When we talk about fractions, two terms often come up: numerator and denominator. The numerator is the top number of a fraction. It tells us how many parts we have. On the other hand, the denominator is the bottom number. It indicates the total number of equal parts the whole is divided into.

For example, in the fraction \( \frac{5}{6} \), the numerator is 5, and the denominator is 6. So, we are talking about 5 parts out of a total of 6.

• The numerator (top number) shows how many parts are being considered.
• The denominator (bottom number) shows how many total parts there are.

Understanding these two components is crucial as they help us in operations like addition, subtraction, and especially multiplication of fractions.

Simplifying fractions means reducing them to their smallest form without changing their value. A fraction is said to be simplified when the numerator and denominator have no common factors other than 1.

Continuing with our earlier example, after multiplying the numerators and denominators, we get a new fraction: \( \frac{70}{90} \). To simplify, we need to find the largest number that divides both 70 and 90 evenly.

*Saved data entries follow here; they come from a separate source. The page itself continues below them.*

PR #298, opened 2023-03-17
Verify emails and edit user profile for non-members

fredrikved:
PR implements gql endpoints for manipulating non-member accounts.


backend/auth0/management.go
```diff
@@ -0,0 +1,82 @@
...
+	}
+
+	token, err := client.GetToken(ctx, client.config.ManagementAudience)
+	if err != nil {
+		return
+	}
+
+	req.Header.Set("Authorization", fmt.Sprintf("Bearer %s", token))
+
+	res, err := http.DefaultClient.Do(req)
```
KillerX, line 37: Default client has infinite timeout, maybe best not to use it.

backend/graph/api/schema/mutations.graphqls
```diff
@@ -26,6 +26,9 @@ type MutationRoot {
     addShowToMyList(showId: ID!): AddToCollectionResult!
 
     removeEntryFromMyList(entryId: UUID!): UserCollection!
+
+    updateUserMetadata(birthData: BirthOptions!, nameData: NameOptions!): Boolean!
+    verifyEmail: Boolean!
```
KillerX, line 31: Is this actually `verify` or is it more `sendVerificationEmail`.

fredrikved: definitely sendVerificationEmail 🙃

backend/auth0/management.go
```diff
@@ -0,0 +1,87 @@
...
+		bodyReader = bytes.NewReader(stringBody)
+	}
+
+	managementUrl := fmt.Sprintf("https://%s/api/v2/", client.config.Domain)
+	req, err := http.NewRequestWithContext(ctx, method, fmt.Sprintf("%s%s", managementUrl, path), bodyReader)
+	if err != nil {
+		return
+	}
+
+	token, err := client.GetToken(ctx, client.config.ManagementAudience)
```
rvanoord, line 35: In general I'm missing "scope" from the code that requests/caches tokens. I assume that means we are getting a token with "all" scopes which isn't really ideal.

backend/graph/api/mutations.resolvers.go
```diff
@@ -451,6 +453,48 @@ func (r *mutationRootResolver) RemoveEntryFromMyList(ctx context.Context, entryI
...
+// UpdateUserMetadata is the resolver for the updateUserMetadata field.
+func (r *mutationRootResolver) UpdateUserMetadata(ctx context.Context, birthData model.BirthOptions, nameData model.NameOptions) (bool, error) {
+	ginCtx, err := utils.GinCtx(ctx)
+	if err != nil {
+		return false, err
+	}
+	u := user.GetFromCtx(ginCtx)
+	if u.IsRegistered() && !u.IsActiveBCC() {
+		displayName := nameData.First + " " + nameData.Last
+		_, err = r.AuthClient.UpdateUser(ctx, ginCtx.GetString(auth0.CtxUserID), auth0.UserInfo{
```
rvanoord, line 465: Can we add some meta information here that identifies the user as a "BCC Media" subscriber?

backend/user/middleware.go
```diff
@@ -215,13 +215,24 @@ func NewUserMiddleware(queries *sqlc.Queries, remoteCache *remotecache.Client, l
 					return i.OrgID
 				})
 			} else {
-				info, err := auth0Client.GetUserInfoForAuthHeader(ctx, ctx.GetHeader("Authorization"))
+				info, err := auth0Client.GetUser(ctx, ctx.GetString(auth0.CtxUserID))
 				if err != nil {
 					return nil, err
 				}
-				u.PersonID = info.Sub
+				u.PersonID = info.UserId
```
rvanoord, line 222: Long term we probably shouldn't use the auth0 ID as the primary key. But that can work for now.

backend/auth0/management.go
```diff
@@ -0,0 +1,87 @@
...
+
+type jobResponse struct {
+	Status    string
+	Type      string
+	CreatedAt string `json:"created_at"`
+	ID        string
+}
+
+// SendVerificationEmail sends a verification email to the specified user
+func (c *Client) SendVerificationEmail(ctx context.Context, sub string) error {
```
rvanoord, line 81: To me it appears that SendVerificationEmail is initiated on the client side via GraphQL (not by the API) and that there isn't a filter in place to ensure it is only sent to BCC Media subscriber users

rvanoord (commented):
Reviewed from a logic point of view (not code quality etc.)

backend/graph/api/mutations.resolvers.go
fredrikved: I thought that was going to be implemented by you guys or?

backend/auth0/management.go
fredrikved: If necessary. We're using all the scopes we have access to.

backend/user/middleware.go
fredrikved: Once we get another key to use, no problem implementing it. We aren't actually using this for much except that.

backend/auth0/management.go
fredrikved: Would that be necessary? Any user that doesn't have a verified email in Auth0 should be able to verify their email as well. Doesn't matter if it's created by the Media client or not.

KillerX (dismissed):

backend/auth0/management.go
rvanoord: ok, if the client is only used within this app

backend/auth0/management.go
rvanoord: How does verification get triggered? is it automatic after first login, or is it something the user invokes?

PR #156, opened 2025-01-15
chore(events): Mark events as failed

felipecsl:
## Description

Upon a failed event delivery, mark events `status` as failed, increment the `attempts` count and move them to the `failed` queue.

## Test

* Wrote a test for `mark_events_as_failed`
* Still planning to write another dispatcher test to ensure events are correctly marked as failed. Will do before merging

### DIFF
--- a/eppo_core/src/events/event_dispatcher.rs
+++ b/eppo_core/src/events/event_dispatcher.rs
@@ -27,10 +27,12 @@ pub struct EventDispatcherConfig {
     pub max_retries: Option<u32>,
 }
 
-#[derive(Debug)]
+#[derive(thiserror::Error, Debug)]
 pub enum DispatcherError {
+    #[error("Queue error: {0}")]
     QueueError(QueueError),
-    EventDeliveryError(&'static str),
+    #[error("Receiver should not be closed before all senders are closed")]
+    EventDeliveryError,
 }
 
 /// EventDispatcher is responsible for batching events and delivering them to the ingestion service
@@ -65,9 +67,7 @@ impl<T: EventQueue + Clone + Send + 'static> EventDispatcher<T> {
     pub fn send(&self, command: EventDispatcherCommand) -> Result<(), DispatcherError> {
         match self.tx.send(command) {
             Ok(_) => Ok(()),
-            Err(_) => Err(DispatcherError::EventDeliveryError(
-                "receiver should not be closed before all senders are closed",
-            )),
+            Err(_) => Err(DispatcherError::EventDeliveryError),
         }
     }
 
--- a/eppo_core/src/events/event_dispatcher.rs
+++ b/eppo_core/src/events/event_dispatcher.rs
@@ -5,10 +5,11 @@ use crate::events::vec_event_queue::{EventQueue, QueueError};
 use log::warn;
 use tokio::sync::mpsc::{UnboundedReceiver, UnboundedSender};
 use tokio::time::{Duration, Instant};
+use url::Url;
 
 #[derive(Debug)]
 pub enum EventDispatcherCommand {
-    Event(QueuedEvent),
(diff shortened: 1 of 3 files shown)


eppo_core/src/events/event_dispatcher.rs
```diff
@@ -34,7 +41,7 @@ pub struct EventDispatcher<T> {
     tx: UnboundedSender<EventDispatcherCommand>,
 }
 
-impl<T: EventQueue + Clone> EventDispatcher<T> {
+impl<T: EventQueue + Clone + Send + 'static> EventDispatcher<T> {
```
felipecsl, line 44: unclear if this is good practice or not, but since the event queue is used from the delivery async task, it needs to be `'static`

eppo_core/src/events/event_dispatcher.rs
```diff
@@ -122,28 +108,36 @@ impl<T: EventQueue + Clone> EventDispatcher<T> {
...
+                            let failed_event_uuids = response.failed_events;
+                            if !failed_event_uuids.is_empty() {
+                                warn!("Failed to deliver {} events", failed_event_uuids.len());
+                                let failed_events = batch
+                                    .into_iter()
+                                    .filter(|queued_event| {
+                                        failed_event_uuids.contains(&queued_event.event.uuid)
+                                    })
+                                    .collect();
+                                queue.mark_events_as_failed(failed_events);
```
felipecsl, line 135: this effectively moves the failed events to the failed queue

eppo_core/src/events/event_dispatcher.rs
```diff
@@ -122,28 +108,36 @@ impl<T: EventQueue + Clone> EventDispatcher<T> {
...
-                            if !response.failed_events.is_empty() {
-                                // TODO: Update status, increment attempts and re-enqueue events for retry
-                                warn!("Failed to deliver {} events", response.failed_events.len());
+                            let failed_event_uuids = response.failed_events;
+                            if !failed_event_uuids.is_empty() {
+                                warn!("Failed to deliver {} events", failed_event_uuids.len());
+                                let failed_events = batch
+                                    .into_iter()
+                                    .filter(|queued_event| {
+                                        failed_event_uuids.contains(&queued_event.event.uuid)
```
leoromanovsky, line 132: Are you trying to prevent duplicates if the deleted event is still queued? If so I think that's too heavy handed. What do you think the system behavior looks like without this line.

felipecsl: no, that's not the intention. the goal here is that `response.failed_events` may have a subset of the uuids of events from `batch`, as in, some events in a batch might fail to ingest, so we need to find them and mark as failed for retry. does that make sense?

eppo_core/src/events/event_dispatcher.rs
```diff
@@ -26,6 +27,12 @@ pub struct EventDispatcherConfig {
     pub max_retries: Option<u32>,
 }
 
+#[derive(Debug)]
```
rasendubi, line 30: minor: take a look at `thiserror` (there are examples in eppo core). It helps with deriving boilerplate code, so we can make this type a proper rust error

eppo_core/src/events/event_dispatcher.rs
```diff
@@ -26,6 +27,12 @@ pub struct EventDispatcherConfig {
...
+pub enum DispatcherError {
+    QueueError(QueueError),
+    EventDeliveryError(&'static str),
```
rasendubi, line 33: minor: please prefer named errors + display implementation (see `thiserror`) instead of generic str slices. Strings are hard for the caller to analyze programmatically to decide what to do with the error

rasendubi (approved):

PR #158, opened 2025-01-16
chore(events): Redeliver failed events in batches

felipecsl:
## Description

* Update event loop to attempt delivery of any failed events according to the configured `retry_interval`
* Do not re-enqueue failed events after `max_retries` attempts reached

Note: We're not using `max_retry_delay` or adding any exponential backoff yet. This is a simple loop that just attempts delivery of failed events every `retry_interval` s/ms.

## Testing

Wrote tests


eppo_core/src/events/event_dispatcher.rs
```diff
@@ -78,78 +76,96 @@ impl<T: EventQueue + Clone + Send + 'static> EventDispatcher<T> {
...
+) {
+    if batch.is_empty() {
+        // nothing to deliver
+        return;
+    }
+    // Send events
+    tokio::spawn({
+        async move {
+            // Spawning a new task, so the main task can continue batching events and respond to
+            // commands. At this point, batch is guaranteed to have at least one event.
```
rasendubi, line 135: We have agreed to make delivery "single-threaded" for the first version, so we can just drop `spawn` and do everything inline.

Otherwise, we don't have a concurrency limit, so it may cause unlimited number of concurrent http requests (maybe still limited by reqwest client but probably too high)

eppo_core/src/events/event_dispatcher.rs
```diff
@@ -78,78 +76,96 @@ impl<T: EventQueue + Clone + Send + 'static> EventDispatcher<T> {
...
+            let events = batch
+                .iter()
+                .map(|queued_event| queued_event.clone().event)
```
rasendubi, line 138: Can we do without cloning the whole batch of events? Maybe it's better to change request type, so it does not consume events

eppo_core/src/events/event_dispatcher.rs
```diff
@@ -78,78 +76,96 @@ impl<T: EventQueue + Clone + Send + 'static> EventDispatcher<T> {
...
+            let result = event_delivery.deliver(events).await;
+            match result {
+                Ok(response) => {
+                    let failed_event_uuids = response.failed_events;
+                    if !failed_event_uuids.is_empty() {
+                        warn!("Failed to deliver {} events", failed_event_uuids.len());
+                        let failed_events = batch
+                            .into_iter()
+                            .filter(|queued_event| {
+                                failed_event_uuids.contains(&queued_event.event.uuid)
```
rasendubi, line 149: `failed_event_uuids` is a vector, so `contains()` is O(n). Because this operation is wrapped in another O(n) (`filter`), that totals to O(n^2). It's cheaper to convert `failed_event_uuids` to a hashset and then do the check (I think we can simply change the type in `EventDeliveryResponse`, so it deserializes directly into set)

eppo_core/src/events/event_dispatcher.rs
```diff
@@ -78,78 +76,96 @@ impl<T: EventQueue + Clone + Send + 'static> EventDispatcher<T> {
...
+                            .collect();
+                        queue.mark_events_as_failed(failed_events);
                     }
                 }
-            });
+                Err(err) => {
+                    warn!("Failed to deliver events: {}", err);
+                    // In this case there is no point in retrying delivery since the error is
+                    // non-retriable.
+                }
```
rasendubi, line 159: Timeouts, network errors, and 5xx response fall into this branch and are pretty much retriable

eppo_core/src/events/event_delivery.rs
```diff
@@ -51,12 +51,12 @@ impl EventDelivery {
...
         let response = response.error_for_status().map_err(|err| {
             return if err.status() == Some(StatusCode::UNAUTHORIZED) {
-                // TODO: Mark all events as failed, indicate that this error is not-retriable
+                // This error is not-retriable
                 log::warn!(target: "eppo", "client is not authorized. Check your API key");
                 Error::Unauthorized
             } else {
-                // TODO: Mark all events as failed, indicate that this error is not-retriable
-                log::warn!(target: "eppo", "received non-200 response while fetching new configuration: {:?}", err);
+                // This error is not-retriable
```
rasendubi, line 58: 5xx, 408, and 429 errors are retriable

eppo_core/src/events/vec_event_queue.rs
```diff
@@ -14,15 +16,22 @@ pub trait EventQueue {
...
+}
+
 /// A simple event queue that stores events in a vector
 #[derive(Debug, Clone)]
 pub struct VecEventQueue {
-    batch_size: usize,
-    max_queue_size: usize,
-    event_queue: Arc<Mutex<HashMap<QueuedEventStatus, VecDeque<QueuedEvent>>>>,
+    config: VecEventQueueConfig,
+    event_queue: Arc<Mutex<HashMap<QueuedEventStatus, LinkedHashSet<QueuedEvent>>>>,
```
rasendubi, line 34: nit: hash map on event status is somewhat inefficient given there's just two statuses that we're interested in. Two fields would avoid the hashmap lookup + split the mutex potentially decreasing contention? Pending queue could also continue using `VecDeque`, which is more efficient than `LinkedHashSet`

rasendubi, line 34: minor: `LinkedHashSet` uses a linked list underneath and is not super-efficient for batched operations (or for memory consumption)

I know that you're trying to preserve events order but we already lost it by moving failed events to another queue (or just allowing partial failures to be re-submitted, or submitting multiple batches concurrently). So I don't think it's worth maintaining.

Looking at the code a bit more, we're still popping events from the front and always inserting to the back. I don't think `LinkedHashSet` gives us anything at all.

eppo_core/src/events/event_dispatcher.rs
```diff
@@ -78,78 +76,96 @@ impl<T: EventQueue + Clone + Send + 'static> EventDispatcher<T> {
...
-            if !event_queue.is_batch_full() {
-                let deadline = Instant::now() + config.delivery_interval;
-                // Loop until we have enough events to send or reached deadline.
-                loop {
-                    tokio::select! {
-                        _ = tokio::time::sleep_until(deadline) => {
-                            // reached deadline -> send everything we have
-                            break;
+            let delivery_deadline = Instant::now() + config.delivery_interval;
+            let retry_deadline = Instant::now() + config.retry_interval;
```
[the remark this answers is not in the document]
felipecsl: you're absolutely right, let me rethink this for a bit

eppo_core/src/events/vec_event_queue.rs
felipecsl: we don't want duplicate events, thus the `LinkedHashSet`. I agree on using a map being somewhat pointless, I can split into separate queues

eppo_core/src/events/event_dispatcher.rs
felipecsl: good idea!

eppo_core/src/events/event_dispatcher.rs
```diff
@@ -10,7 +10,6 @@ use url::Url;
 #[derive(Debug)]
 pub enum EventDispatcherCommand {
     Event,
-    Flush,
```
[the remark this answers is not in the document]
rasendubi: Even if we don't expose flush to users, we need flush to handle shutdown correctly.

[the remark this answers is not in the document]
felipecsl: cool, I guess with the new design, this enum is no longer and we have `BatchedMessage` built into `BatchedMessage`, so we should be fine

eppo_core/Cargo.toml
```diff
@@ -38,9 +38,9 @@ serde-bool = "0.1.3"
 serde_json = "1.0.116"
 serde_with = { version = "3.11.0", default-features = false, features = ["base64", "hex", "macros"] }
 thiserror = "2.0.3"
-tokio = { version = "1.34.0", default-features = false, features = ["macros", "sync", "rt", "time"] }
+tokio = { version = "1.34.0", default-features = false, features = ["macros", "sync", "rt", "time", "test-util"] }
```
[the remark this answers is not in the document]
felipecsl: 👍🏽 will update

felipecsl:
@rasendubi i dont want to have this PR grow massively so would love to get it to a mergeable state and keep iterating in follow up PRs. Still gotta add the exponential backoff, but if you could review it as is and provide any feedback on anything you think it's blocking, that'd be helpful. thanks!

ruby-sdk/lib/eppo_client/config.rb
```diff
@@ -8,7 +8,15 @@ module EppoClient
...
-    def initialize(api_key, assignment_logger: AssignmentLogger.new, base_url: EppoClient::Core::DEFAULT_BASE_URL, poll_interval_seconds: EppoClient::Core::DEFAULT_POLL_INTERVAL_SECONDS, poll_jitter_seconds: EppoClient::Core::DEFAULT_POLL_JITTER_SECONDS, initial_configuration: nil, log_level: nil)
+    def initialize(
+      api_key,
+      assignment_logger: AssignmentLogger.new,
+      base_url: EppoClient::Core::DEFAULT_BASE_URL,
+      poll_interval_seconds: EppoClient::Core::DEFAULT_POLL_INTERVAL_SECONDS,
+      poll_jitter_seconds: EppoClient::Core::DEFAULT_POLL_JITTER_SECONDS,
+      initial_configuration: nil,
+      log_level: nil
+    )
```
felipecsl, line 19: just broke args in separate lines here. Still TBD on `initial_configuration` being unused in `initialize`

eppo_core/src/event_ingestion/delivery.rs
```diff
@@ -0,0 +1,108 @@
...
+        let events_to_deliver = batch
+            .clone()
+            .into_iter()
+            .map(|queued_event| queued_event.event)
+            .collect();
+        let result = event_delivery.deliver(events_to_deliver).await;
+        match result {
+            Ok(response) => {
+                let delivery_status_data = collect_delivery_response(batch, response, max_retries);
+                deliver_status(&delivery_status, delivery_status_data).await;
```
rasendubi, line 56: now would be a good time to call `flush()` callbacks to let the caller know that we're done with their delivery and they can shutdown (or whatever they want to do)

eppo_core/src/event_ingestion/event_delivery.rs
```diff
@@ -48,19 +60,27 @@ impl EventDelivery {
...
-            .await?;
+            .await
+            .map_err(EventDeliveryError::RetriableError)?;
         let response = response.error_for_status().map_err(|err| {
             return if err.status() == Some(StatusCode::UNAUTHORIZED) {
-                // TODO: Mark all events as failed, indicate that this error is not-retriable
+                // This error is not-retriable
                 log::warn!(target: "eppo", "client is not authorized. Check your API key");
-                Error::Unauthorized
+                EventDeliveryError::NonRetriableError(err)
```
rasendubi, line 69: minor: I would say that this error is not just non-retriable—it is "fatal." With non-retriable errors, we skip a batch and send the next one. With unauthorized, there's no way to recover and the deliver task should stop sending any new batches exit immediately.

eppo_core/src/event_ingestion/event_delivery.rs
```diff
@@ -48,19 +60,27 @@ impl EventDelivery {
...
+                // Other errors **might be** retriable
+                log::warn!(target: "eppo", "received non-200 response delivering events: {:?}", err);
+                EventDeliveryError::RetriableError(err)
             }
         })?;
-        let response = response.json::<EventDeliveryResponse>().await?;
+        let response = response
+            .json::<EventDeliveryResponse>()
+            .await
+            .map_err(EventDeliveryError::NonRetriableError)?;
```
rasendubi, line 83: 🐛 timeouts and transient network errors fall into here and should be retried. (JSON serialization errors also fall into here and should not be retried.)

This number is known as the greatest common divisor.

• The simplified form is achieved by dividing both the numerator and the denominator by their greatest common divisor (GCD).
• This process retains the original value of the fraction.

Simplified fractions are easier to understand and work with, especially in further calculations.

The greatest common divisor (GCD), also known as the greatest common factor, is the largest number that can evenly divide two or more numbers.

To simplify a fraction, finding the GCD of the numerator and the denominator is essential. For example, in the fraction \( \frac{70}{90} \), you need to determine the GCD of 70 and 90. Here, the greatest number that divides both 70 and 90 without leaving a remainder is 10.

• The GCD helps simplify fractions by reducing the fraction to its smallest terms.
• You can use various methods to find the GCD, such as listing the factors or using the Euclidean algorithm.

Once the GCD is determined, both the numerator and the denominator can be divided by it to simplify the fraction. For \( \frac{70}{90} \), dividing both by 10 yields \( \frac{7}{9} \), which is the simplest form of the fraction.